> **About this exercise**: Lines from the listing below that contain the string "quantities" are to be reported.
━━ Data to examine
PR #109, opened 2025-09-18
Adds trial staff option and improves launcher performance

andhines:


andhines:
high number of files changed is due to settings update

PR #139, opened 2025-10-15
updates prescription quantity format for discrete medications

alexiadowns-canvas:
**Problem**: Invalid prescription quantities for discrete medications (tablets, capsules) were formatted with unnecessary decimal places (e.g., "60.00" instead of "60"). 

**Root Cause**:  `.quantize(Decimal("0.01"))` was applied to all medication quantities, regardless of whether the medication was a discrete unit (tablets) or continuous measurement (liquids).

**Solution**: new classification system that determines if a medication is discrete or continuous based on the ncpdp quantity qualifier description, then uses the appropriate format.

### DIFF
--- a/hyperscribe/CANVAS_MANIFEST.json
+++ b/hyperscribe/CANVAS_MANIFEST.json
@@ -1,6 +1,6 @@
 {
   "sdk_version": "0.64.0",
-  "plugin_version": "2025-10-13 v0.2.128 (next a98779b)",
+  "plugin_version": "2025-10-14 v0.1.127 (main abc1234)",
   "name": "hyperscribe",
   "description": "Create commands based on the content of an audio discussion between a patient and a provider.",
   "url_permissions": [],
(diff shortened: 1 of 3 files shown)


tests/hyperscribe/commands/test_base_prescription.py
```diff
@@ -442,6 +465,34 @@ def reset_mocks():
...
+        type_to_dispense={"representative_ndc": "ndc1", "ncpdp_quantity_qualifier_code": "qualifier1"},
+        quantity_to_dispense=Decimal("60"),  # No .00 - integer format
+        refills=0,
+        note_to_pharmacist="Dispense 60 tablets",
+        sig="Take 2 tablets by mouth once daily",
+    )
+    assert command == expected
+    assert command.quantity_to_dispense == Decimal("60")  # Verify it's "60" not "60.00"
+    reset_mocks()
+
```
dbajet: As soon as a mock is used, a check of its calls should be performed, something like:
```python
    assert command.quantity_to_dispense == Decimal("60")  # Verify it's "60" not "60.00"

    calls = [...]
    assert demographic.mock_calls == calls
    calls = [...]
    assert chatter.mock_calls == calls
    
    reset_mocks()

```

alexiadowns-canvas: Thank you, that makes sense - added this for the changes I made!

andhines (approved):

PR #141, opened 2025-10-16
allow empty string for approximate date

alexiadowns-canvas:
**Problem**
Hyperscribe was incorrectly assigning the date of dictation to past surgical histories when no date was explicitly mentioned in the transcript.

**Root Cause** 
The issue occurred in the create_sdk_command_parameters() method in audio_interpreter.py where:
The system prompt included the current timestamp: "Please, note that now is 2025-10-06T09:20:40.116111"
The command_parameters() for SurgeryHistory specified: "approximateDate": "YYYY-MM-DD" without guidance on what to do when no date is available
The LLM, seeing no date in the transcript but having the current date in context, incorrectly defaulted to using today's date

This violated the instruction at line 341 of audio_interpreter.py: "you must restrict your response to information explicitly present in the transcript or prior instructions"

**Updates**
Changed `command_parameters()` methods in command classes with approximate date to explicitly instruct the LLM to leave dates empty when not mentioned: "YYYY-MM-DD or empty string if no date information is available in the transcript"

### DIFF
--- a/hyperscribe/commands/medical_history.py
+++ b/hyperscribe/commands/medical_history.py
@@ -73,10 +73,10 @@ class MedicalHistory(Base):
 
     def command_parameters(self) -> dict:
         return {
-            "keywords": "comma separated keywords of up to 5 synonyms of the condition",
-            "approximateStartDate": "YYYY-MM-DD or empty string if no date information is available in the transcript",
-            "approximateEndDate": "YYYY-MM-DD or empty string if no date information is available in the transcript",
-            "comments": "provided description of the patient specific history with the condition, as free text",
+            "keywords": "",
+            "approximateStartDate": None,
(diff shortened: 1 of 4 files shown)


dbajet:
This type of issue has been addressed in the command [hyperscribe/commands/immunization_statement.py](hyperscribe/commands/immunization_statement.py) by allowing the date to be `None` in the JSON Schema (see methods `command_parameters` and `command_parameters_schemas` [here](https://github.com/canvas-medical/canvas-hyperscribe/blob/53b271498dc11ecaeeee8061948eb998e11e7d53/hyperscribe/commands/immunization_statement.py#L95)), something to keep in mind when refactoring the `MedicalHistory` and `SurgeryHistory` commands.

PR #162, opened 2025-11-04
Inclusion and exclusion criteria for HPI

alexiadowns-canvas:
**Feedback**
Customers have requested more information in the HPI, related to and describing patient symptoms (onset, duration, character, timing and severity) in a narrative format.

If there is not enough information in the transcript, the LLM adds an explanation:
_"The condition was mentioned during the clinical encounter, but no specific patient history or details were provided,"_

**Changes**
Added a shortened version of CMS's definition of HPI 
CMS: (location; quality; severity; duration; timing; context; modifying factors; associated signs and symptoms)

Added "and no instruction in the lack of" framework from other commands to let the LLM know that it doesn't have to add an explanation

Note: this change is made with instance-specific prompt amendments in mind, in order to clarify inclusion criteria for a more verbose response that can later be filtered


alexiadowns-canvas:
closed based on recent testing with custom prompts

PR #184, opened 2025-11-27
resumable experiment runner b/c of tunnel timeouts

aaryanxshah:
added a --resume flag to allow for in-progress experiment run to pick up where it leaves off rather than restarting. this queries the remaining jobs that have been set forth to do so and then start in that process.


scripts/experiment_runner.py
```diff
@@ -108,8 +150,18 @@ def run(cls) -> None:
                 worker.start()
                 note_grader_workers.append(worker)
 
-            for job in cls._generate_jobs(args.experiment_id, clone_repository):
+            jobs_added = 0
+
+            for job in cls._generate_jobs(
+                args.experiment_id, clone_repository, completed_jobs if args.resume else set()
```
dbajet: `completed_jobs` is different of `set()` only if `args.resume` is set to `True` (lines 120-123`, so here `if args.resume else set()` doesn't help.

scripts/experiment_runner.py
━━━━
> **Worked solution**:
**Problem**: Invalid prescription quantities for discrete medications (tablets, capsules) were formatted with unnecessary decimal places (e.g., "60.00" instead of "60"). 
**Root Cause**:  `.quantize(Decimal("0.01"))` was applied to all medication quantities, regardless of whether the medication was a discrete unit (tablets) or continuous measurement (liquids).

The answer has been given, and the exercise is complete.